Since I’ve been using this as a running example here are posterior circular and expansion velocity estimates for plateifu 8942-12702 (mangaid 1-218280):

gp_rot_exp_8942-12702
Circular and Expansion velocities, mangaid 1-218280 estimated by GP model with atan mean function

These curves are shaped just slightly differently from the ones I posted in July, but the confidence bounds are somewhat tighter. Whether this is actually due to better inference remains to be seen.

Second topic: SDSS Data release 15 went public in December as promised. I haven’t had time to dig into it much, but I did rerun the query I used to get a sample of high confidence disk galaxies based on GZ2 classifications. Run in the DR15 context that query got 588 hits, an increase of 229 from DR14 and still about 13% of the entire MaNGA galaxy sample excluding ancillary targets that aren’t also part of the main samples.

I downloaded the RSS files and have done a first pass at rotation curve modeling of the 229 new galaxies. Unfortunately I won’t have time to actually analyze what I have until, most likely, March. To conclude for now here is the kinematically most interesting example I saw from the new to DR15 sample. GZ2 classifiers called this a normal disk galaxy by a large majority


SDSS J114526.10+495244.5
legacy survey cutout

and were about evenly divided on whether it has a bar. And here is its velocity field measured from the stacked RSS file on the left, with the modeled velocity field on the right. The left graph is interpolated to the same resolution as the data cubes.

vf_8989-9101
Interpolated velocity field and GP based model, mangaid 1-174947 (plateifu 8989-9101)

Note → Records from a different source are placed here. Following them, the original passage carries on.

PR #6389, opened 2021-05-30
input_common: Analog button, use time based position

german77:
Use a different approach for emulating an analog stick from buttons.
- Removes the need for creating a thread for each joystick instance
- Fixes some crash errors on close

This also implements callbacks events on inputs to update data as soon it's available

### DIFF
--- a/src/core/frontend/input.h
+++ b/src/core/frontend/input.h
@@ -27,6 +27,10 @@ struct AnalogProperties {
     float range;
     float threshold;
 };
+template <typename StatusType>
+struct InputCallback {
+    std::function<void(StatusType)> on_change;
+};
 
 /// An abstract class template for an input device (a button, an analog input, etc.).
 template <typename StatusType>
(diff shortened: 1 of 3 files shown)


src/core/frontend/input.h
```diff
@@ -50,6 +54,15 @@ class InputDevice {
                                [[maybe_unused]] f32 freq_high) const {
         return {};
     }
+    void SetCallback(InputCallback<StatusType> callback_) {
+        callback = callback_;
```
lioncash, line 58:
```suggestion
        callback = std::move(callback_);
```

src/core/frontend/input.h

This is an incomplete map because of the signal/noise threshold I set, but it’s apparent that the outer disk is counter-rotating relative to the inner disk. This is confirmed for the stellar velocity field in the SDSS DAP, while the ionized gas rotates in the same sense as the outer disk throughout. Keep in mind that I measure blended velocities that in any given case could be dominated either by stellar light or ionized gas — in this galaxy the emission lines are very weak, so I measured the stellar velocity field. The GP based model does a good job of fitting the data, but the rotation curve isn’t exactly the standard shape:

vrot_vexp_8989-9101
Modeled circular and expansion velocity

One thing this demonstrates is the versatility of the gaussian process model with a simple mean function (even if it’s wrong).